Who is the study for?
Adults (18+) with acute myeloid leukemia that's either newly diagnosed, not responding to treatment, or has returned. They must have a specific type of gene (wild-type p53), be able to undergo certain tests, and have an acceptable level of organ function. People can't join if they're on blood thinners, have certain heart conditions or infections, are taking drugs that affect liver enzymes strongly, or if their cancer is a specific subtype (acute promyelocytic leukemia).
What is being tested?
The trial is testing the safety and optimal dose of KRT-232 when combined with decitabine and venetoclax in patients with acute myeloid leukemia.

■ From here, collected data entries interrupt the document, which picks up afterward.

PR #3944, opened 2024-09-20
native: handle pasting Lure deeplinks in chat

latter-bolden:
We've seen users get confused about how to properly link to a group. Dropping an off-network share link into chat is a reasonable instinct that we should support. This PR adds the ability to extract group refs from Lure deeplinks in the same way we do if you paste a copied cite ref. Handles links at the branch level (_join.tlon.io_) and after fallback redirect (_tlon.network/lure_).

I tried to add support in a way that would make it easier to add more of these paste handlers down the road, but I could use eyes on the extracted logic — @patosullivan I think you're most familiar?

Fixes TLON-2760

### DIFF
--- a/packages/shared/src/store/lure.ts
+++ b/packages/shared/src/store/lure.ts
@@ -78,14 +78,14 @@ export const useLureState = create<LureState>((set, get) => ({
       },
     });
 
-    return get().fetchLure(flag, branchDomain, branchKey);
+    // return get().fetchLure(flag, branchDomain, branchKey);
   },
   toggle: async (flag, meta, branchDomain, branchKey) => {
     const { name } = getFlagParts(flag);
     const lure = get().lures[flag];
     const enabled = !lure?.enabled;
     if (!enabled) {
-      lureLogger.log('not enabled, poking reel-undescribe', flag);
+      lureLogger.crumb('not enabled, poking reel-undescribe', flag);
       await poke({
         app: 'reel',
         mark: 'reel-undescribe',
@@ -112,7 +112,7 @@ export const useLureState = create<LureState>((set, get) => ({
       json: name,
     });
 
-    return get().fetchLure(flag, branchDomain, branchKey);
+    // return get().fetchLure(flag, branchDomain, branchKey);
   },
   start: async () => {
     const bait = await scry<Bait>({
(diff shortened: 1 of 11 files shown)


jamesacklin:
Highly reasonable expectation. Does this paste-action work in other inputs (Gallery rich text, Notebook BigInput)?

latter-bolden:
> Does this paste-action work in other inputs (Gallery rich text, Notebook BigInput)

Yeah, uses the same component under the hood. 

Definitely optimized for the chat case though. As with the preexisting cite pastes there, the ux is lackluster since we don't preview inserted attachment until after you save

packages/ui/src/components/MessageInput/helpers.ts
```diff
@@ -0,0 +1,96 @@
...
+
+const logger = createDevLogger('processReference', true);
+
+export async function processReferenceAndUpdateEditor({
+  editor,
+  pastedText,
+  matchRegex,
+  processMatch,
+}: {
+  editor: EditorBridge;
```
patosullivan, line 20: We don't use tentap on web, so we should probably do something other than passing the editor bridge here

patosullivan (changes requested):
Looks good overall, but this will only work for mobile, we should probably make sure that the helpers module can work for both mobile and web.

packages/ui/src/components/MessageInput/helpers.ts
latter-bolden: Added the ability to pass either web or native version, how's that feel? Could also see an argument for the function accepting/returning full editor content instead

packages/shared/src/store/lure.ts
```diff
@@ -78,14 +78,14 @@ export const useLureState = create<LureState>((set, get) => ({
       },
     });
 
-    return get().fetchLure(flag, branchDomain, branchKey);
+    // return get().fetchLure(flag, branchDomain, branchKey);
```
patosullivan, line 81:
```suggestion
```

packages/shared/src/store/lure.ts
```diff
@@ -112,7 +112,7 @@ export const useLureState = create<LureState>((set, get) => ({
       json: name,
     });
 
-    return get().fetchLure(flag, branchDomain, branchKey);
+    // return get().fetchLure(flag, branchDomain, branchKey);
```
patosullivan, line 115:
```suggestion
```

patosullivan (approved):
lgtm, just a couple commented out lines that can go

PR #3947, opened 2024-09-23
lib-negotiate: set src.bowl in +on-load when simulating kicks

mikolajpp:
`lib-negotiate` does not properly set `src.bowl` when issuing kicks in `+on-load`. This PR fixes this, by properly setting the kicks source according to the `gill` from `wex.bowl`


Fang- (approved):
Oops, sorry for the wait. Just ping me if I leave review requests hanging!

This is a good catch, thank you.

mikolajpp:
This already went in, and was reviewed here https://github.com/tloncorp/tlon-apps/commit/ae805939b5d8921eb3ab47411540853c6af0fbbf#comments

PR #3949, opened 2024-09-24
emojimart: transform "shortcodes" back into emoji

Fang-:
Instead of the raw unicode, we've stored reacts as ascii-textual representations, which are largely impractical, require a library for rendering, and end up with rather ridiculous representations, such as `:hand_with_index_finger_and_thumb_crossed::skin-tone-2:` in place of `🫰🏻`.

Here, we port part of the aforementioned rendering library into hoon. Specifically, the mappings of those "shortcode" identifiers to their unicode characters, and a helper function for looking those up from a potentially with-modifier shortcode.

Note the auraless atoms produced here, because there exists no aura for "unicode character". (`@c` is a UTF-32 codepoint, not a semantic character.)

At some point, we may want a more full-fledged unicode wrangling library in hoon. But for now, this suffices.

(For future reference, the `+data:emojimart` was codegen'ed from the missive/emojimart repo's `packages/emoji-mart-data/sets/15/all.json` file with `jq --raw-output '[.emojis | .[] | { id: .id, ch: ([.skins[].native] | join("\' \'")) }] | .[] | "[\'\(.id)\' \'\(.ch)\']"'`... which could probably be golfed down.)

Includes 80% of migration code, which was used for performance testing. Building the library file takes half a minute, running the migration takes a mere second.

Not included: rest of migration code for channels, all of the migration code for chat, related frontend changes.

Going ahead and pushing this as a draft PR, because we'll want to roll this into message type changes whenever they happen. Proposed new react type is as follows, but up for discussion:

```hoon
+$  react
  $@  @          ::  direct unicode character representation
  $%  [%any @t]  ::  any string representation (for backcompat)
  ==
```


mikolajpp:
Closing, as emoji migration has become part of the channels changes implemented in https://github.com/tloncorp/tlon-apps/pull/4105

PR #3952, opened 2024-09-25
Switch to react-navigation on web, consolidate screens, remove controllers

patosullivan:
Also moved the stacks into packages/app and moved lib/webDb and its dependencies in there too.


jamesacklin:
A couple things:

The "Blocked users" screen is missing a back-caret in the header.
image

I'm unable to test group settings; clicking the "..." icon here (or on the ChatList screen) doesn't open a modal:
image

The "+ Add" button (now deprecated?) on the ChatList screen does nothing:

https://github.com/user-attachments/assets/44628256-c7fb-46fc-8b45-fe06f3a3aa31

packages/app/hooks/useChannelNavigation.old.ts
```diff
@@ -0,0 +1,76 @@
+import { isGroupChannelId } from '@tloncorp/shared/dist';
```
dnbrwstr, line 1: If we're not actually referencing this file anyway, I think it's fine to discard

packages/app/hooks/useGroupNavigation.old.ts
```diff
@@ -0,0 +1,23 @@
+import * as db from '@tloncorp/shared/dist/db';
```
dnbrwstr, line 1: Remove

packages/app/hooks/useIsFocused.old.ts
```diff
@@ -0,0 +1,34 @@
+import { useEffect, useState } from 'react';
```
dnbrwstr, line 1: Remove

packages/app/hooks/useIsFocused.ts
```diff
@@ -1,34 +1 @@
...
-    document.addEventListener('visibilitychange', handleVisibilityChange);
-
-    return () => {
-      document.removeEventListener('visibilitychange', handleVisibilityChange);
-    };
-  }, []);
-
-  return isFocused;
-}
+export { useIsFocused } from '@react-navigation/native';
```
dnbrwstr, line 1: Do we need this file?

dnbrwstr (changes requested):
Overall lgtm! Mostly just comments about pruning more files.

One optional: passing the navigation methods into the screens as raw functions will mean that the screen components are "changed" on every render, which is potentially expensive -- might be worth trying to memoize them.

dnbrwstr (approved):
Nice, lgtm!

PR #4446, opened 2025-02-20
e2e: add group creation + customization tests

jamesacklin:
Adds several tests for the creation and customization of groups.

- Tap on the "+" button
- Assert that the creation sheet pops
- Assert that the contacts sheet pops
- Create the group
- Navigate back to Home and assert that the group is created
- Open the Customize group screen from the empty "General" channel
- Change the group name and confirm on the Home screen
- Change the group icon/picture (iOS only)
- Change the group description
- Open the overflow menu from the channel header
- Pin and unpin the group, checking on the Home screen for position
- Copy group reference

Deletes the test group and cleans up after each create/modify/verify sequence.

Also switches choosing a photo to coordinate-based tap commands rather than choosing by ID, which was causing trouble in the cloud test runner.


jamesacklin:
Closing in favor of #4458

PR #4447, opened 2025-02-20
edit-profile: fix mobile image input

arthyn:
In my sidebar PR I tried fixing the avatar width on desktop, to do so web needed an explicit height set. Doing so however makes the image huge on mobile. So now we only set it on desktop.


jamesacklin:
Makes sense to me, verbally approved at standup.

latter-bolden (approved):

KRT-232 aims to block enzymes needed for cancer cell growth while the chemotherapy agents work by killing or stopping the spread of cancer cells.
What are the potential side effects?
Possible side effects include reactions at enzyme blocking sites which may affect cell growth elsewhere in the body, typical chemotherapy-related issues like nausea and fatigue, potential impact on blood counts leading to increased infection risk, as well as organ-specific inflammation.
Eligibility Criteria
Inclusion Criteria
You may be eligible if you check “Yes” for the criteria belowSelect...
My leukemia shows more than 20% blasts in my bone marrow or outside of it.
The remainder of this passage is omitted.